BDA-Cyber Chapter 6 — Posterior Predictive Checks: Is Your Threat Model Right?
Setup
# CPU only — no GPU required
System.put_env("EXLA_CPU_ONLY", "true")
System.put_env("CUDA_VISIBLE_DEVICES", "")
Mix.install([
{:exmc, path: Path.expand("../../", __DIR__)},
{:exla, "~> 0.10"},
{:kino_vega_lite, "~> 0.1"}
])
Application.put_env(:exla, :clients, host: [platform: :host])
Application.put_env(:exla, :default_client, :host)

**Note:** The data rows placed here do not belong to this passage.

Issue #8894, opened 2024-07-02
`wasi-common`: Does `sync` crate feature really rely on `wasmtime` dependency?


Robbepop:
I am writing this issue since I think it is the better place to ask than [my question at Zulip](https://bytecodealliance.zulipchat.com/#narrow/stream/219900-wasi/topic/Does.20.60wasi-common.2Fsync.60.20really.20require.20.60wasmtime.60.3F).

I was looking at `wasi-common`'s `sync` crate feature and it seems to be depending on `wasmtime` as dependency.

I found this to be weird and checked out the repository locally and [just removed the feature dependency line](https://github.com/bytecodealliance/wasmtime/blob/main/crates/wasi-common/Cargo.toml#L82) in the `Cargo.toml` after not really seeing any real dependency on Wasmtime in the `sync` specific code at first glace. Everything still compiled with `cargo build -p wasi-common --no-default-features --features sync`.

Is this simply outdated? It would be great if other WASI runtimes (such as Wasmi) could use `wasi-common` with its `sync` feature to enable WASI and drop the heavily outdated `wasi-cap-std-sync` crate entirely.

This is especially important for Wasmi since for technical reasons Wasmi has to use the super outdated `v2.0.0` of `wasi-cap-std-sync` crate and `dependabot` recently turned my attention to a security issue with `atty` that is used by `wasi-cap-std-sync` version `v2.0.0`.

PR #8900, opened 2024-07-04
`wasi-common`: remove `wasmtime` dependency from `sync` crate feature

Robbepop:
Closes https://github.com/bytecodealliance/wasmtime/issues/8894.

**Motivation:** This allows usage of `wasi-common` in non-Wasmtime Wasm runtimes.

This was probably an oversight in https://github.com/bytecodealliance/wasmtime/pull/7881.

The only optional usage of the `wasmtime` crate that I could find within the `wasi-common/sync` module is the following:
```rust
#[cfg(feature = "wasmtime")]
super::define_wasi!(block_on);
```
Link: https://github.com/bytecodealliance/wasmtime/blob/main/crates/wasi-common/src/sync/mod.rs

Which defines the `add_to_linker` methods for Wasmtime which is entirely optional.
Non Wasmtime users of `wasi-common` might want to define their own `add_to_linker` functions.

Locally I did not see any compile errors with the removal of this dependency of this PR.

### DIFF
--- a/crates/wasi-common/Cargo.toml
+++ b/crates/wasi-common/Cargo.toml
@@ -79,7 +79,6 @@ wasmtime = [
 # This feature enables an implementation of the Wasi traits for a
 # synchronous wasmtime embedding.
 sync = [
-    "wasmtime",
     "dep:cap-fs-ext",
     "dep:cap-time-ext",
     "dep:fs-set-times",


alexcrichton (approved):
Thanks!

Nx.default_backend(Nx.BinaryBackend)
Nx.Defn.default_options(compiler: EXLA, client: :host)
alias VegaLite, as: Vl
:ok
Why This Matters
You fit a model. You see the posterior. The posterior says the parameters live in a particular range. So far, so Bayesian. The question that makes you a useful security analyst instead of an overconfident one:
> If my threat model were correct, would the attack data look like the > attack data I actually observed?
That is the posterior predictive check (PPC). Procedure:
- Draw parameter samples from the posterior.
- For each draw, simulate a synthetic dataset of the same size.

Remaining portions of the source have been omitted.